Ke depan, areal perhutanan sosial di sana akan terus ditata agar lebih baik lagi. Hal ini sejalan dengan arahan Presiden Joko Widodo kepada Menteri LHK sejak awal kabinet kerja hingga sekarang, untuk sasaran pembangunan yang semakin mendekatkan masyarakat terhadap kesejahteraan.

Areal Perhutanan Sosial seluas 940 Ha di Desa Burno, dikelola oleh LMDH Wono Lestari usai mendapatkan SK Perhutanan Sosial pada tahun 2017. SK yang diberikan kepada 347 KK, merupakan Perhutanan Sosial dengan pola kemitraan lingkungan antara masyarakat pemegang SK dengan Perhutani.

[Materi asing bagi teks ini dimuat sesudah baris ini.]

PR #2046, opened 2022-09-30
[C-1208] Track playback UID is not consistent when clicking into track

sliptype:
### Description

* When playing a track from the feed and navigating to the track screen, the play state did not match because the uids are different
* Match on the track id instead of the uid on track and collection screens. This means that no matter where the track was played from, it will display as playing on the track and collection screens

https://user-images.githubusercontent.com/19916043/193358988-b4cdcec1-de1f-4978-b958-c5ecd3f0523c.mov

### Dragons

This is currently broken in prod and most likely has been since the initial react UI work. Matching on id seems to be correct but maybe there are cases that I'm breaking with this change?

### How Has This Been Tested?

### Feature Flags ###

### DIFF
--- a/packages/mobile/src/components/track-list/TrackList.tsx
+++ b/packages/mobile/src/components/track-list/TrackList.tsx
@@ -1,6 +1,6 @@
 import type { ReactElement } from 'react'
 
-import type { CommonState, ID, Nullable, UID } from '@audius/common'
+import type { ID, UID } from '@audius/common'
 import { playerSelectors } from '@audius/common'
 import type { FlatListProps } from 'react-native'
 import { FlatList, View } from 'react-native'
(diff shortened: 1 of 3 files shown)


raymondjacobson:
```
Match on the track id instead of the uid on track and collection screens. This means that no matter where the track was played from, it will display as playing on the track and collection screens
```

I think this is unfortunately not the right product behavior & why we came up with the concept of UIDs. If you play a track from your feed and then click into a playlist, that track would be playing. Or if this track was in your feed and there was also a playlist with the same track in your feed, they would be both playing.

dylanjeffers (approved):
this is great! so question regarding queue, when we play/pause a track that's in a different screen, what happens?

sliptype:
> this is great! so question regarding queue, when we play/pause a track that's in a different screen, what happens?

Not sure if I understand the question, if we play a track from a different screen it would start playing whatever lineup that track is part of

sliptype:
> ```
> Match on the track id instead of the uid on track and collection screens. This means that no matter where the track was played from, it will display as playing on the track and collection screens
> ```
> 
> I think this is unfortunately not the right product behavior & why we came up with the concept of UIDs. If you play a track from your feed and then click into a playlist, that track would be playing. Or if this track was in your feed and there was also a playlist with the same track in your feed, they would be both playing.

Gotcha, trying to understand how we achieve that on web since the uids are different for feed and track screen.

Interesting, it looks like on web playing a collection from the feed and then navigating to that collection also doesn't show it as playing:

https://user-images.githubusercontent.com/19916043/193360528-03e4862c-f464-4324-b689-4f126863d633.mov

That's probably a bug right?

Seiring berjalan waktu, kapasitas kelembagaan dan kewirausahaan dalam mengelola sumber daya hutan terus berkembang. Bahkan, dilihat dari sisi kemandirian, mereka termasuk Kelompok Usaha Perhutanan Sosial (KUPS) kategori platinum, karena produknya telah memiliki pasar yang luas baik nasional maupun internasional.

"Karena kelompoknya sudah bagus, dari areal seluas 940 Ha di Desa Burno yang dikelola LMDH Wono Lestari ini, rencananya akan diperluas menjadi 4.189 Ha, meliputi 5 Desa di 2 Kecamatan," tutur Siti.

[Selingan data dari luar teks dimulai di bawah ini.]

PR #2048, opened 2022-10-01
[C-1179] Fix edit-profile

dylanjeffers:
### Description

Fixes edit-profile flow by adding a few improvements to profile state.
- Condenses three state variables, `updating`, `updateSuccess`, and `updateError` into an `updateStatus` variable that can be selected.
- Potentially improves the values of the various variables with the `updateProfile` `updateProfileSuccess` and updateProfileError` actions
- Moves `updateProfileSucceeded` to the onSuccess confirmer callback
- Updates profile screen to only fetch profile when we are not in "edit mode, ie waiting for edit confirmation, cause otherwise the values are overwritten

### DIFF
--- a/packages/common/src/store/pages/profile/reducer.ts
+++ b/packages/common/src/store/pages/profile/reducer.ts
@@ -178,7 +178,11 @@ const actionsMap = {
     return updateProfile(state, action, { mostUsedTags })
   },
   [UPDATE_PROFILE](state, action) {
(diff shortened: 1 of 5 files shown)


sliptype (approved):

audius-infra:
Preview this change https://demo.audius.co/dj-c-1179-fix-edit-profile

PR #2050, opened 2022-10-03
[C-1201,C-1202] Improve search results rendering and perf

dylanjeffers:
### Description

- Fixes rendering issues in search results page, where "no results" pops up for a moment, and then loading indicator appears.
- Improves rerender perf by using useProxySelector and simplified selectors.
- Improves reducer logic to be a bit more straightforward, and prevent uneccesary state changes

### DIFF
--- a/packages/mobile/src/screens/search-results-screen/tabs/AlbumsTab.tsx
+++ b/packages/mobile/src/screens/search-results-screen/tabs/AlbumsTab.tsx
@@ -1,21 +1,27 @@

Cara kerja perhutanan sosial agar produktif, jelas Siti, pertama tentu status lahannya mesti legal. Kemudian, dibekali kemampuan manajemen yang baik dalam mengolahnya. Hal ini dibarengi dengan upaya peningkatan kemampuan kelompok dan anggotanya.

Selanjutnya, perlu bantuan baik berupa akses permodalan maupun pendampingan, juga fasilitasi dari pemerintah. Oleh karena itu, pada kesempatan tersebut Siti memberikan bantuan Pengembangan Perhutanan Sosial Nasional (Bang Pesona) dan alat ekonomi produktif bagi masyarakat yang telah berhasil mengelola akses perhutanan sosial dengan baik.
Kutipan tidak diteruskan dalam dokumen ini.